[Source information]
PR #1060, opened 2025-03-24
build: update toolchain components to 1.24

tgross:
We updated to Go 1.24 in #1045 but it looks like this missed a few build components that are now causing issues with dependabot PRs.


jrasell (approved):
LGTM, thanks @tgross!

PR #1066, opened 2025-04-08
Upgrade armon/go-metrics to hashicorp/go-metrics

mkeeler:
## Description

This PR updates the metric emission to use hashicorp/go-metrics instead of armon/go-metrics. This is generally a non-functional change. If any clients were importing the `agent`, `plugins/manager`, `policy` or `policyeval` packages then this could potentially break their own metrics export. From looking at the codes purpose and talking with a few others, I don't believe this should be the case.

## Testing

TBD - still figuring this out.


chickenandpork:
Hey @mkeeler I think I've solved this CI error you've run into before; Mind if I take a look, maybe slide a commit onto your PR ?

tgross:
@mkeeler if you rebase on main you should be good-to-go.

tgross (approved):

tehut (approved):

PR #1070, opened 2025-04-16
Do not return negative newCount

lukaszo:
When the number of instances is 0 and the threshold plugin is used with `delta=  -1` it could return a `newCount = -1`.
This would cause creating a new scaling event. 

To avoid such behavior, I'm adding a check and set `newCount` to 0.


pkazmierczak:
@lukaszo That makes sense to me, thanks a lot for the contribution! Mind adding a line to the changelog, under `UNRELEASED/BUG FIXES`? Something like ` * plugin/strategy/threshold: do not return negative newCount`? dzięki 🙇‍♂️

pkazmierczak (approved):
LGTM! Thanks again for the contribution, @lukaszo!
[/Source information]
[Source information]
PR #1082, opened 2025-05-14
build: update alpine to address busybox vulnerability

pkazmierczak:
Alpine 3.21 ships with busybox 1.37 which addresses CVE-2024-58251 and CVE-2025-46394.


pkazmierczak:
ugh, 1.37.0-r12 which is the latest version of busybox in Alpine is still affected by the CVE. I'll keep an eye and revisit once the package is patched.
[/Source information]
[Source information]
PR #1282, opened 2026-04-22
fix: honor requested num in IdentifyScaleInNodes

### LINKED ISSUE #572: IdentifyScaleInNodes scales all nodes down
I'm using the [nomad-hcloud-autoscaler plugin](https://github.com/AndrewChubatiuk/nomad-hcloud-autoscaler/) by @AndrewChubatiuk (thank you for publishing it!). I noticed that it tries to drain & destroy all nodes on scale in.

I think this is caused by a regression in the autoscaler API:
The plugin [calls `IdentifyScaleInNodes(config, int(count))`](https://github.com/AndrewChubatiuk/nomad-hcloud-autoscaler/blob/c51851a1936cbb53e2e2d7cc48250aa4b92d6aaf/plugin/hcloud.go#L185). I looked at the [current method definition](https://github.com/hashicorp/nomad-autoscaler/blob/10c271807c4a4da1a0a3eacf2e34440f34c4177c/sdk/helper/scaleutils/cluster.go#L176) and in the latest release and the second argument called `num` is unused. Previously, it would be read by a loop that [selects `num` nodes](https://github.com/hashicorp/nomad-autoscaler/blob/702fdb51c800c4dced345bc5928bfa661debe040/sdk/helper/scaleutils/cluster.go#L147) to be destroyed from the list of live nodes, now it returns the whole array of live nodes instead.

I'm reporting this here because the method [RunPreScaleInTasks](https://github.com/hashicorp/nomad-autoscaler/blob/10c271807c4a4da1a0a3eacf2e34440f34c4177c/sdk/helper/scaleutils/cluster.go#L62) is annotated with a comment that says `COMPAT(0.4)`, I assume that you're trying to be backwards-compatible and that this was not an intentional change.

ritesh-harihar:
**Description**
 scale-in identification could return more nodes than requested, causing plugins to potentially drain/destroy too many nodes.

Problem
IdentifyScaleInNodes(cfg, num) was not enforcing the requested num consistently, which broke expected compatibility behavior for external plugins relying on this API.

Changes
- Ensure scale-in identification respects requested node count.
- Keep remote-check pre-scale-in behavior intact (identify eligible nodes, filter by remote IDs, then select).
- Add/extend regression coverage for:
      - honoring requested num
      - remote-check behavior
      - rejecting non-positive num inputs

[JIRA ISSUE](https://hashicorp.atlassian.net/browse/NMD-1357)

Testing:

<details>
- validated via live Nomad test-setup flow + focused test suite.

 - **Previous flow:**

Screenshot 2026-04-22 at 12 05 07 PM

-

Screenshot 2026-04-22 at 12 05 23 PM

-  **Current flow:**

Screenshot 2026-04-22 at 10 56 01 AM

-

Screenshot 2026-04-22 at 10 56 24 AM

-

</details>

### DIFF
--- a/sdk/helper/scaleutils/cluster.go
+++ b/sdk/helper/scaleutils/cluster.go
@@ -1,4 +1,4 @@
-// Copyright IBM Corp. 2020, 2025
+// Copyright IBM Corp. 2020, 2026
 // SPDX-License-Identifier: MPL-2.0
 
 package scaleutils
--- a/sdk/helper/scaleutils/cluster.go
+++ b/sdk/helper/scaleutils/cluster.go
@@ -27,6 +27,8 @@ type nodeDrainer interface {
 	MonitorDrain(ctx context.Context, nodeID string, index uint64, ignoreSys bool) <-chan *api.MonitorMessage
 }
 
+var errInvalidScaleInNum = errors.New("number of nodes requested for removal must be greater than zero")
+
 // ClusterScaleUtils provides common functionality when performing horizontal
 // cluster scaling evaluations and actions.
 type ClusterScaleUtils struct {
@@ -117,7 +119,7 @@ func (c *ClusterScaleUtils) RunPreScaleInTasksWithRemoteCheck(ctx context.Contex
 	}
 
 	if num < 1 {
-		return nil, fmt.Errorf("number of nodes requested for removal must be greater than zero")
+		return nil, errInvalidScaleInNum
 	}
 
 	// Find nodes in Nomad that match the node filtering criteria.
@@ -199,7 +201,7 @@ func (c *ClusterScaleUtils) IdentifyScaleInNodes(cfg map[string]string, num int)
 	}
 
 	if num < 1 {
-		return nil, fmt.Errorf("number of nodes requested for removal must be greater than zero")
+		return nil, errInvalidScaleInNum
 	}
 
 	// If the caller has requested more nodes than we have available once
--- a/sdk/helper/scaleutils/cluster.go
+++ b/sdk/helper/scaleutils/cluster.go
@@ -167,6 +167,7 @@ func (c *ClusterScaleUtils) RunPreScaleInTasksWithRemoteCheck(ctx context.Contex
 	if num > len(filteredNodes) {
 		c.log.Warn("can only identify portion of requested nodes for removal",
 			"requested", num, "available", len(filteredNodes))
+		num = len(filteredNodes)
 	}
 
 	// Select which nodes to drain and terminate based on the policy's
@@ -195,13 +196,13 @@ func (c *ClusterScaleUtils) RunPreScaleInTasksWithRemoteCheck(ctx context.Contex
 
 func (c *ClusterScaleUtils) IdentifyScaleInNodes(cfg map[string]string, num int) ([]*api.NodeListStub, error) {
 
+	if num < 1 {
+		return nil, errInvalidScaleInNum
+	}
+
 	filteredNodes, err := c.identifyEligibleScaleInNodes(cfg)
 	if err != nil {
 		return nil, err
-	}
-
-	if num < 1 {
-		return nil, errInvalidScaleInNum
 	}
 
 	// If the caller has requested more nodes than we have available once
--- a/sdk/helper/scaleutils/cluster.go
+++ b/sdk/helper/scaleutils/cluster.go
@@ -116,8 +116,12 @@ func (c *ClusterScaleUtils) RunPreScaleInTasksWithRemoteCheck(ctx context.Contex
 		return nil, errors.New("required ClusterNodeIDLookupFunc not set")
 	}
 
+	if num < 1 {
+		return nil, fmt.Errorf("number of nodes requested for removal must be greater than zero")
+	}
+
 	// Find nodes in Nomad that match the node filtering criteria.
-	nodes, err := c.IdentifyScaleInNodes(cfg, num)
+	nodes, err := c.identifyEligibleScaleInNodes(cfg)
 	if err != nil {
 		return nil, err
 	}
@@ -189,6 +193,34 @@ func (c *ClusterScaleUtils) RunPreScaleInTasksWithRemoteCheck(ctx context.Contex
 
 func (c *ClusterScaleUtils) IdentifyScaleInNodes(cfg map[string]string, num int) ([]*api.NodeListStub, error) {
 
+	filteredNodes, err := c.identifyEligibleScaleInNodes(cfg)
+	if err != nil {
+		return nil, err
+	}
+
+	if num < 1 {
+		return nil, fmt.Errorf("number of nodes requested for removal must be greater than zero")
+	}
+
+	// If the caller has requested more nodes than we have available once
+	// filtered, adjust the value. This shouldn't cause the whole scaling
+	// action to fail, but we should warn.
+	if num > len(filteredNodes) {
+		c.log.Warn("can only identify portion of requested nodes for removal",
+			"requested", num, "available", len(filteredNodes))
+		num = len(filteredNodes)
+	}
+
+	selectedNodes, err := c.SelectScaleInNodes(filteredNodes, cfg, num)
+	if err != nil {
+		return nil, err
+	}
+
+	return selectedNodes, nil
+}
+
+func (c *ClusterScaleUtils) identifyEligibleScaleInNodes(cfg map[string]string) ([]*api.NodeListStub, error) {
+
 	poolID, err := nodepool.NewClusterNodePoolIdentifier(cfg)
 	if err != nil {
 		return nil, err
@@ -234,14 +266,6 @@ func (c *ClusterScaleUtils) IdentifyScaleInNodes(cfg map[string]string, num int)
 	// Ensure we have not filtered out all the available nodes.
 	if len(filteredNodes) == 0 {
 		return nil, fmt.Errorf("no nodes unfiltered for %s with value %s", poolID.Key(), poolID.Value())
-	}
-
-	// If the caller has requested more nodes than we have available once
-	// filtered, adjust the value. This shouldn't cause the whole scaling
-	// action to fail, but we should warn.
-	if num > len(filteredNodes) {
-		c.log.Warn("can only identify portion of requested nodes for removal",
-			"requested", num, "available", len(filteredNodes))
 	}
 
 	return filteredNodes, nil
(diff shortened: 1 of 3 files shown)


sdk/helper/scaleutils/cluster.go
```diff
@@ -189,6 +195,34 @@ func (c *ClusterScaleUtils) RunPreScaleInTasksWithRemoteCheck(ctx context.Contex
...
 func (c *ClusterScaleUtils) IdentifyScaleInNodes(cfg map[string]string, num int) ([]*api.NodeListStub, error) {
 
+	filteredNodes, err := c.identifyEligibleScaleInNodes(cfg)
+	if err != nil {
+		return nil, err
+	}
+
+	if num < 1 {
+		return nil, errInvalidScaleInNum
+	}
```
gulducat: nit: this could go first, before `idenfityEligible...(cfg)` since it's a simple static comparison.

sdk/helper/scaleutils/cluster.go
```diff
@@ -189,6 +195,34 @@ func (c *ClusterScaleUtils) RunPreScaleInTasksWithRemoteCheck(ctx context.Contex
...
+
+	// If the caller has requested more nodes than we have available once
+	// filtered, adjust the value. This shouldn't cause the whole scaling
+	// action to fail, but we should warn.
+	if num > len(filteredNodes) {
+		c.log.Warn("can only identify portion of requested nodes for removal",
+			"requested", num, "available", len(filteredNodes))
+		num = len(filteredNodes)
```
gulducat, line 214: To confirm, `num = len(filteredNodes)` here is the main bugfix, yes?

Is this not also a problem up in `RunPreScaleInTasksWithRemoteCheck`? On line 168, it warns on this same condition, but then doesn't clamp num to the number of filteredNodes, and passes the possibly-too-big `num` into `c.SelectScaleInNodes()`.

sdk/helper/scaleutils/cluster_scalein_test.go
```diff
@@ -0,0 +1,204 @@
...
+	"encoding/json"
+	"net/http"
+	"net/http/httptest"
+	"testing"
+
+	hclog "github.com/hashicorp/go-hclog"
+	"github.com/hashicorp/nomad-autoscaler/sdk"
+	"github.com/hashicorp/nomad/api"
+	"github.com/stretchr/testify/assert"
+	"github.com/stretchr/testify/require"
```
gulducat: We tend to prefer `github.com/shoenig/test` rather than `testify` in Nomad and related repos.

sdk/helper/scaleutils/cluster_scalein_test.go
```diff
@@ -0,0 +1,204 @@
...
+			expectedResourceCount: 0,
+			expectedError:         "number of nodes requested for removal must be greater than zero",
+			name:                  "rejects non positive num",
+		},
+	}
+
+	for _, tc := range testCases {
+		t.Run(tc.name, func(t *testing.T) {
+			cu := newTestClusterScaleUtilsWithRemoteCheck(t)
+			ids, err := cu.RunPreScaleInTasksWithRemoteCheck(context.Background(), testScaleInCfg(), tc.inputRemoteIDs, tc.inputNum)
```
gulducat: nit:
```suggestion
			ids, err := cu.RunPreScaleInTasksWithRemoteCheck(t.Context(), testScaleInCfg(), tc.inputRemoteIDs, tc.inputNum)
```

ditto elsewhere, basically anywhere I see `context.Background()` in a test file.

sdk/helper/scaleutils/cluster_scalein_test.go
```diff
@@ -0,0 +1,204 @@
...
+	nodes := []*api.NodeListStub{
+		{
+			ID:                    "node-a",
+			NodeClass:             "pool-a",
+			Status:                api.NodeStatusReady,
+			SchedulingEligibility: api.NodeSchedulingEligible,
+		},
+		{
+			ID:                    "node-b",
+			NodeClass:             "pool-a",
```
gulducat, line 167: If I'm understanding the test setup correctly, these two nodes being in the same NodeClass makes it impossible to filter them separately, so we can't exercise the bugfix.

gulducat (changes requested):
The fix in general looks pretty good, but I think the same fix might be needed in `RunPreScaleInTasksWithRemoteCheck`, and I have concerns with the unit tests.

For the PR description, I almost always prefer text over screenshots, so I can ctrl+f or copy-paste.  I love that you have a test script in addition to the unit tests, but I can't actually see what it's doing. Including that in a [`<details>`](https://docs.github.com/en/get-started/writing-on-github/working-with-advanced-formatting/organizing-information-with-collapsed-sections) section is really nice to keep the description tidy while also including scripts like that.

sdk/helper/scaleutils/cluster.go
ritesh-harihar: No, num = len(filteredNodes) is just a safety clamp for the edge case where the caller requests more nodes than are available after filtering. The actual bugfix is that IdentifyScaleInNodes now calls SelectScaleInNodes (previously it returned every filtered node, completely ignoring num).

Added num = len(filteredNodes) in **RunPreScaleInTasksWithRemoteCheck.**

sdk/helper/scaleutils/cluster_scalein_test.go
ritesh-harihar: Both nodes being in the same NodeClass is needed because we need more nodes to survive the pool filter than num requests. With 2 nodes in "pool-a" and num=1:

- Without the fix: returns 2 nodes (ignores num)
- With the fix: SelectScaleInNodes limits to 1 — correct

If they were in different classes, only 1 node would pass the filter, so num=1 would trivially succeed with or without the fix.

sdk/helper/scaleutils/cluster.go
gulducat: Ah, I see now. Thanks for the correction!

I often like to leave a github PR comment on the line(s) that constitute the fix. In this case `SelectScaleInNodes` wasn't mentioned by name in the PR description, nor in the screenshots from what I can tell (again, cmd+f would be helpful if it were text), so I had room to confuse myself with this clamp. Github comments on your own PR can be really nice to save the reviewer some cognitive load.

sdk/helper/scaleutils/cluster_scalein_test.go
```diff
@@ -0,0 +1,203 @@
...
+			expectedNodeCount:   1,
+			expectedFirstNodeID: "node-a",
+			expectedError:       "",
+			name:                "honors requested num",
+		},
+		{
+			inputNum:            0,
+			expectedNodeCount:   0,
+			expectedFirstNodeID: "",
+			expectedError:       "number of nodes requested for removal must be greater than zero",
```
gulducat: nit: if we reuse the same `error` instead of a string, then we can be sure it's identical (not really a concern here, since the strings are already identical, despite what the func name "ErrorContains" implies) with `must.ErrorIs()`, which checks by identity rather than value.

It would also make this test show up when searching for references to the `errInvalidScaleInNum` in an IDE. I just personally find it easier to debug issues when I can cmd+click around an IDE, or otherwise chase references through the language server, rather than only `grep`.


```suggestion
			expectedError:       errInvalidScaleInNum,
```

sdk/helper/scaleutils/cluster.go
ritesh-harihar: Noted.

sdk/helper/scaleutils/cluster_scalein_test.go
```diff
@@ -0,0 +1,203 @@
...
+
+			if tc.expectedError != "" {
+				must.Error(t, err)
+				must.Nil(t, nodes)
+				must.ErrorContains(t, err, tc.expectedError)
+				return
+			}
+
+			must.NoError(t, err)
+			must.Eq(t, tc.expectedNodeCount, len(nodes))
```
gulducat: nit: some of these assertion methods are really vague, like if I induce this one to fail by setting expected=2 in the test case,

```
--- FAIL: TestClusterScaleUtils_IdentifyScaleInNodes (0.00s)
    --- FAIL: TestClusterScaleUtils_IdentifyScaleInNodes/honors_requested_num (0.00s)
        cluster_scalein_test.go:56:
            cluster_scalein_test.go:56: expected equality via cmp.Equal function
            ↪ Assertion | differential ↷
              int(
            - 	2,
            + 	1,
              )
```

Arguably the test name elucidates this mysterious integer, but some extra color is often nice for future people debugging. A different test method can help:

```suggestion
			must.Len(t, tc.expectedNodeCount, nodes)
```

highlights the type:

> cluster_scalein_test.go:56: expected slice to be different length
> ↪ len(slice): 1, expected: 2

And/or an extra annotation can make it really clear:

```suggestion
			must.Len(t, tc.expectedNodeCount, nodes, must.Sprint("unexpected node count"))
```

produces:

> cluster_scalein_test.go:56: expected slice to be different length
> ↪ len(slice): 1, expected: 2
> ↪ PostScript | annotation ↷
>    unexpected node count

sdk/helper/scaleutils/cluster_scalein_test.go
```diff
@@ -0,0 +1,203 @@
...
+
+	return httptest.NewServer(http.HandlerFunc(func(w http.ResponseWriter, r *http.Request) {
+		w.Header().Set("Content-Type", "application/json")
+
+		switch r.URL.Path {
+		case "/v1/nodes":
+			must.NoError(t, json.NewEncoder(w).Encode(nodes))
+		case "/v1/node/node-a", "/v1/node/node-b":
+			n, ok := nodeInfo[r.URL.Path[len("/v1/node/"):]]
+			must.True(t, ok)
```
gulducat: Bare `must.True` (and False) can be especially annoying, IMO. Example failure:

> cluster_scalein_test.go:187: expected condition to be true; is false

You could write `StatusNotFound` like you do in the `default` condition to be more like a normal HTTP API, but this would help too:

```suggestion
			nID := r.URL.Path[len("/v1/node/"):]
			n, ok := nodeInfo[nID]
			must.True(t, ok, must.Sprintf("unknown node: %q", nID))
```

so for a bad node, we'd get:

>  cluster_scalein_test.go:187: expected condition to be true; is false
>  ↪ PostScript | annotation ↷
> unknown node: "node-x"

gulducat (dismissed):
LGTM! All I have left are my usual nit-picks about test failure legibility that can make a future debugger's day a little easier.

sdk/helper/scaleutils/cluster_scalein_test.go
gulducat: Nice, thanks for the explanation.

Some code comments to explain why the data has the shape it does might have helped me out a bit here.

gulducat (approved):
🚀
[/Source information]
What to produce
Scan the records for the string "more" and show every line that contains it.

Answer for the task
 scale-in identification could return more nodes than requested, causing plugins to potentially drain/destroy too many nodes.
 	// If the caller has requested more nodes than we have available once
 	// If the caller has requested more nodes than we have available once
+	// If the caller has requested more nodes than we have available once
-	// If the caller has requested more nodes than we have available once
+	// If the caller has requested more nodes than we have available once
ritesh-harihar: No, num = len(filteredNodes) is just a safety clamp for the edge case where the caller requests more nodes than are available after filtering. The actual bugfix is that IdentifyScaleInNodes now calls SelectScaleInNodes (previously it returned every filtered node, completely ignoring num).
ritesh-harihar: Both nodes being in the same NodeClass is needed because we need more nodes to survive the pool filter than num requests. With 2 nodes in "pool-a" and num=1:
You could write `StatusNotFound` like you do in the `default` condition to be more like a normal HTTP API, but this would help too:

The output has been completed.